Getting the most from security measurement
One common challenge in security is in proving status reports or demonstrating progress against security KPIs – either ongoing operational ones or those that reflect continual improvement (for example, corresponding to a security improvement project).
It’s important to be able to derive performance or status information on security, if for no other reason than it gives a picture of the cyber posture or state of risk for the organisation. However, there are difficulties with many common approaches.
One challenge with security reporting is that some ways of testing for issues can be invasive. It is a double-edged sword – non-invasive methods can be prone to giving misleading results. But the more invasive approaches – that require the connection of systems or software to a network or direct connection to target systems – then fall under change control and may need to consider operational factors like network load, other changes or the creations of accounts to enable them to access systems.
Point-in-time checks versus continuous security measurement
The frequency of assessment matters. If the interval between tests/reports or assessment is too long, then issues can escalate or pile up and the picture becomes decidedly less rosy; but also, the work to correct issues cannot start. However, if the frequency is too short then corrective actions can be overtaken by intervening reports and the impact on systems and processes can be burdensome.
In either case one challenge with any form of point-in-time assessment – whether it’s a quarterly audit or a daily scan – is that they can miss short terms issues that arise and then resolve themselves within the interval.
For example, a malicious user might get added to an admin group, carry out some action, and then remove themselves from it all within a timescale of just a few minutes. This temporary breach of policy will be missed by successive daily checks on group membership. Unless there is a continuous view of intervening activity simple observations miss what might have changed since the last check was made.

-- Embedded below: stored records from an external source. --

PR #415, opened 2022-03-23
chore: Supersede stylelint-config-rational-order

heitorado:

This PR replaces `stylelint-config-rational-order`. The plugin has become problematic with several bugs, reported on the npm audit, and in [this issue](https://github.com/carbon-design-system/carbon/issues/8450). It is also not being updated for a long time.

The replacement for it is `stylelint-config-recess-order` ([link](https://github.com/stormwarning/stylelint-config-recess-order))

## How does it work?
It removes the `yarn` entry for the previous package and adds the new one, applying the required configurations.
~After running `stylelint --fix` across all stylesheets, many of them had the order of some attributes changed. For those reviewing with more experience in CSS, it is necessary to confirm if the new order is correct, following the `rational-order` that we aim to use in this codebase.~

**UPDATE:** As requested by @sergiofontes the stylesheets will not be updated in this PR, to avoid conflicts with an upcoming change that will affect style files.

## How to test it?
Nothing should have changed visually in the store.
Check if the order of CSS rules is still correct after the change.

## Checklist
- [x] CHANGELOG entry added


sergiofontes (changes requested):
Could you please remove the CSS files sorting, @heitorado? We'll be releasing a PR that will have an impact on the entire CSS base. So, to avoid unnecessary (for the time being) conflicts, we could defer this reordering task to another PR. Could you do it?

heitorado:
Sure thing.

sergiofontes (approved):

filipewl (approved):

eduardoformiga (approved):
LGTM! 
I need to get used to the new order tweaks, though! hahah 😄

igorbrasileiro (approved):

Reporting raw data with no context
The technical output of many scans, audits and assessments is a list of issues or findings. These often get prioritised and sorted before being presented, but context can still be lost. A critical patch on one high-sensitivity system would rightly be rated as more significant than a less crucial one on a mundane file and print server. However, the missing patch might be deliberate and be awaiting a scheduled update window, there could be mitigations or other compensating controls in place. On the other hand, a few hundred servers that are routinely not receiving patches, but are not significant enough to merit the headline reports, can become an easy target of ransomware that infects one and then spreads to all the others.
The problem here is not the issue itself, it’s the context. Instead of taking observations and analysing them, the reports are based on the observations themselves; when it is really insights and understanding that are needed.
It’s an issue that is much broader than just security, as the following article explains:
False positives and negatives
Related to the above issue. Finding an issue or policy mis-configuration can be “real” issue that security teams or management need to be aware of, but it can also be a false positive – where an apparent vulnerability or change is flagged but is actually intended or legitimate. This is often the case with vulnerability scanning as an activity because the process tries out every single known vulnerability and flags those that apparently are present, although sometimes the indicators remain even after a problem is fixed or if elsewhere a way of preventing access has been put in place.
Similarly, where systems are protected by controls the presence of issues can be obscured or masked. This is common where a host is protected by a firewall as the limitations on traffic types means that “seeing” beyond the firewall on certainly ports or to certain addresses may not be possible. But for an attack, once it has managed to exploit an initial weakness and gain access to a box behind it, is in a different position – having created a bridgehead for the attack the vulnerabilities that the firewall masks (and the reports don’t contain) become rich pickings.
Checking for issues versus measuring correct operation
The final, and possibly most subtle, challenge relates to whether one looks across a wide range of known “possible” problems to derive a list of issues or monitors and observes controls and systems that are in place to verify correct operation.
The first option is sometimes a “path of least resistance” but as with vulnerability scanning or automated testing as in our example above the results can be flawed or require a lot of interpretation and filtering. The human aspect of this process can introduce a large amount of subjectivity into what should be an objective process. In addition, the library of possible weaknesses (in whatever form it exists) can only ever be the “known” ones and hence an attack that uses something “new” will be unprotected.
The second approach may take more thought to set up but gives a better picture of the effectiveness of processes – defining what should happen and then checking that it has. This could mean combining the current state, then a prior state and any records of activity in the mean-time to highlight intermediate changes, or it could validate a policy is correct and then monitor its application to the set of systems within the domain – and only flag up exceptions that reflect failures (rather than checking every single system for every single patch).
Measure twice, cut once
In security, as in other walks of life, decisions are made and actions taken based on the measurements of the attributes of systems under governance, or the effectiveness of the processes and controls.
There are lots of ways of making these measurements, or generating observations and findings; the pros and cons vary according to the different audiences. But it is an area that merits thought rather than blindly just picking a metric and reporting on it. Without context or meaning, or trust in the origin of the data, the value of the data can be called into question; and once found lacking rebuilding confidence in the reporting reliability can be hard – especially in the face of a sceptical, inexpert or unconvinced audience.
If decisions are to be made based on security measurements, those measurements need to be accurate, consistent and trustworthy.